時代が変わっても、人の本質は何も変わりません。AIが出てきても、人間は変わらないのです。変わらないからこそ、何が変わるのかを善く見つめ、今を大切に過ごしていきたいと思います。

初心伝承の種

種を蒔けばそこに芽がでます。自然と生きていれば、大事なのは種蒔きとそれを見守ることです。土がよければ、植物は育ちます。育った植物の中には、人間にとって都合がいいものとそうではないものもあります。それをよく見定めながら、全部を排除せず、共生できるようにするには知恵が必要です。

その知恵は、どこから学ぶか、それは自然から学ぶしかありません。

自然を観察していると、それぞれは真摯に生きていますが全体は調和しています。自分だけでいいではなく、そもそもが利他であることが生き残る戦略になっているのです。

生き残る戦略というのは、自分を生き切るということです。

自分を生き切るというのは、どこかすべてを何か偉大なものに委ねるような心境です。同時に、天にお任せするからこそ人事を盡すという感じです。

結局は、運というものがあり、その運が自然界ではとても重要になっているように思います。運をよくするには、運がよくなるようなことを自然から学ぶ必要があります。

自然は運という循環と一体になっており、上手に命を運んで何百年も何千年も続く仕組みの中に入っています。運の良しあしではなく、運そのものになっているということでしょう。

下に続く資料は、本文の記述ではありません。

PR #11410, opened 2021-04-25
lowers instability of antenna and removes it's access to command and sec channels

Marmio64:
lowers instability of antenna and removes it's access to command and sec channels

invalidates the privacy of sec and command comms way too easily, this fixes that

antenna doesn't let people access sec and command channels now
also it's instability is 10 instead of 15 now since it's most powerful feature of having sec and command comms was removed.

mutation/genetics changes

no?

:cl:  
rscdel: Removes antenna's access to the sec and command channels  
tweak: antenna mutation instability lowered to 10
/:cl:

### DIFF
--- a/code/game/objects/items/devices/radio/encryptionkey.dm
+++ b/code/game/objects/items/devices/radio/encryptionkey.dm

自然から学んだ知恵は、これからの人類に大切なことを伝承していきます。引き続き、子どもたちのためにも初心伝承を磨いていきたいと思います。

英彦山の水徳

現在、英彦山の宿坊で井戸さらいをしています。もう数十年も使われていなかった井戸ですから下には砂や汚泥が蓄積しています。それを取り除き、地下水脈からの水が綺麗に入ってくるようにお手入れをしています。

目測での感覚では井戸の中は目に見えるところまでは8メートルほど、ポンプで吸い上げていると水量はある程度は確保できそうです。あとはどれくらい砂や泥などで水が入りにくくなっているか、ここからは井戸に入って作業に取り組みます。

不思議なことに、ちょうど井戸をこれから取り組もうとしていたら6年前に聴福庵の井戸をお手伝いいただいた個人の井戸業者さんが挨拶に来られててまさかこのタイミングということで6年ぶりにまたお願いして一緒にやることになりました。

もう長いこと、井戸から離れたそうですが先日一緒に作業をしていたらやっぱりプロの風格で見事に井戸の道具をかき集めて準備を仕上げておりました。もう75歳になりますが、人生で掘った井戸の数を聴いたら覚えていないそうですが100本以上は手掛けたそうです。

掘る場所で全部水の個性が異なり、ある時はカナケで使えなかったり、あるいは良質ものものも出るそうです。深井戸と浅井戸がありますが、そのどちらも大変さがあるといいます。深井戸の方は、岩盤があったり、水が出なかったり、深いため掃除も大変であったり、あらゆる道具が高くついたりもあるそうです。水量もありますから、ほとんど一か八かということになっています。浅井戸の方も、水脈に中るかというのと水脈に中ったら当たったで水が大量に流れ込んできますから工事が大変だそうです。

自然を相手に仕事をするというのは、知恵が沢山必要です。そしてガッツというか、気力も必要です。井戸やさんも私が宿坊で池を甦生しているのをみて何か触発されたようで元氣が湧いてきて楽しく取り組んでくれています。

水は当たり前ではなく、自然からいただいたものです。この二日間、久しぶりに大雨が降っていますがこれが地下水になるのに世界は平均で600年くらいかかり循環するそうです。新しい水でも数日から50年、古い水は50年から5万年とか、もしくはもっと古いものもあります。

水もまた生きているということです。

子どもたちに自然の恵みを伝承するためにも、英彦山の水の徳を顕現させていきたいと思います。